PR #221, opened 2024-07-03
Revise minimum versions of `half` and `bytes`

LDeakin:
The `half` minimum version is relaxed from 2.4.1 to 2.0.0 for most of the `pco` crates.

For `pco_cli`, `half` is relaxed to 2.1.0 and `bytes` increased from 1.1.0 to 1.4.0.
These minimum versions are set by the `arrow` related deps.

### DIFF
--- a/pco_cli/Cargo.toml
+++ b/pco_cli/Cargo.toml
@@ -22,7 +22,7 @@ better_io = { version = "0.1.0", path = "../better_io" }
 blosc-src = { version = "0.3", features = ["zstd"], optional = true }
 bytes = "1.1.0"
 clap = { version = "4.5.3", features = ["derive"] }
-half = { version = "2.4.1", features = ["std"] }
+half = { version = "2.1.0", features = ["std"] }
 indicatif = "0.17.8"
 parquet = { version = "49.0.0", features = [
   "arrow",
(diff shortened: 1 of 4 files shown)


pco_cli/Cargo.toml
```diff
@@ -20,9 +20,9 @@ anyhow = "1.0.71"
 arrow = { version = "49.0.0", features = ["csv"], default-features = false }
 better_io = { version = "0.1.0", path = "../better_io" }
 blosc-src = { version = "0.3", features = ["zstd"], optional = true }
-bytes = "1.1.0"
+bytes = "1.4.0"
```
mwlon, line 23: I understand why we're reducing version requirements, but is there a reason to increase this one?

LDeakin: It isn't strictly necessary, but dependency resolution will always choose version 1.4.0+ due to the other dependencies.

LDeakin: FYI, I used [cargo-minimal-versions](https://crates.io/crates/cargo-minimal-versions) (with the top-level workspace `Cargo.toml` [removed](https://github.com/taiki-e/cargo-minimal-versions/issues/1)) to check that each `pco` crate builds with [`-Z direct-minimal-versions`](https://crates.io/crates/cargo-minimal-versions).

mwlon:
@LDeakin do you need a new release with this change?

LDeakin:
Yes, but there is no rush.

mwlon:
@LDeakin this is released in 0.3.1 now.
+++++
> Problem to work on:
For this exercise, output exactly the lines above from the line with "(diff shortened: 1 of 4 files shown)" to the line with "LDeakin: It isn't", counting both, and leave out the rest.

> Solution to this task:
(diff shortened: 1 of 4 files shown)


pco_cli/Cargo.toml
```diff
@@ -20,9 +20,9 @@ anyhow = "1.0.71"
 arrow = { version = "49.0.0", features = ["csv"], default-features = false }
 better_io = { version = "0.1.0", path = "../better_io" }
 blosc-src = { version = "0.3", features = ["zstd"], optional = true }
-bytes = "1.1.0"
+bytes = "1.4.0"
```
mwlon, line 23: I understand why we're reducing version requirements, but is there a reason to increase this one?

LDeakin: It isn't strictly necessary, but dependency resolution will always choose version 1.4.0+ due to the other dependencies.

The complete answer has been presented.